Mother's Day 2026
While the hard work, strength and dedication of mothers is celebrated on Mother's Day, experts say that their financial security is equally important. Whether a mother is planning for her child's education or wants regular income after retirement, proper financial planning and wise investments can be a big help in the long run. On the occasion of Mother's Day 2026, we spoke to two experts to know how the right portfolio and financial security can be created for mothers.
Which MF is better for mothers?
Preeti Rathi Gupta, founder of LXME, said that the most important thing is to start investing, even if the amount is small. According to him, flexicap and largecap funds can be good options for women who are investing for the first time. In these, the risk is slightly less and there is a possibility of getting good returns in the long run.
For big goals like children's education, he advised investing in equity mutual funds with a 10 to 15 year perspective. He said, if a mother starts early and starts a SIP of Rs 2,000 to Rs 5,000 every month, then with time a good fund can be prepared for the education of her children.
As one approaches retirement, he advised to gradually shift from equity to debt and hybrid funds, so that the impact of market fluctuations is reduced.
Pallav Aggarwal, Certified Financial Planner, Bhava Services LLP, said that aggressive hybrid funds can be a good option for first-time investors. These have less volatility than pure equity funds, but can yield good returns in the long run. He also suggested multi-asset allocation funds, which invest in different asset classes like equity, debt and gold.
Different strategies for working mothers and homemakers
Experts believe that the financial needs of working women and housewives are different, hence the method of investment should also be different. According to Preeti Rathi Gupta, working mothers with regular income can keep 60-70% of their portfolio in equities. The remaining 20-25% can be invested in debt and 5-10% in gold.
At the same time, a slightly safer portfolio is considered better for housewives. It has been advised for them to keep 50-60% equity and more in debt instruments. Pallav Aggarwal also gave almost the same opinion. According to him, working mothers can invest 65% in equity, 20% in debt and 15% in precious metals. Whereas homemakers can invest in assets like 50% equity, 30% debt and 20% gold.

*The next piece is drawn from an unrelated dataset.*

PR #16, opened 2020-08-28
add intial fuzzers to VarInt

jxs:
the seed corpus are imported from quiche's fuzz [`packet_recv_client` ](https://github.com/cloudflare/quiche/tree/master/fuzz)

How to maintain balance between household expenses and investments?
Experts said that whether a woman works or not, she must invest in her own name and play an active role in the financial decisions of the family. Preeti Rathi Gupta advised to adopt Pay Yourself First formula. He said, putting money in SIP every month should be the first priority before EMI, school fees or household expenses.
He advised creating separate SIPs and investment accounts for different goals, such as emergency funds, short-term needs and long-term wealth creation. Pallav Aggarwal suggested that about 50% of the income should go towards essential expenses, 20% towards lifestyle and 30% towards savings and investments.
He said, it is important to have a separate SIP for every financial goal. This maintains discipline in investment and the mistake of investing whatever is left is not made.
Why are emergency funds and insurance important?
Both experts said that it is very important to have an emergency fund and insurance before investing in mutual funds. Preeti Rathi Gupta said, mutual funds are a means of creating wealth, but emergency funds and insurance act as a security shield. He advised that an amount equal to at least 6 months' household expenses should be kept in a liquid fund or high interest savings account.
According to Pallav Agarwal, emergency fund should be equal to 6 to 12 months' expenses. Also, health insurance for the entire family and term insurance for the earning members is necessary. He also said that expensive items like car, jewellery, electronics should also be insured. Also, home insurance should be taken to protect the house and its contents from incidents like fire, theft or earthquake.
Experts say that this is the biggest mantra for successful investment. Starting early, investing regularly and not changing the portfolio frequently due to minor fluctuations in the market. With the right balance and discipline, mothers can create strong financial security for themselves and their families.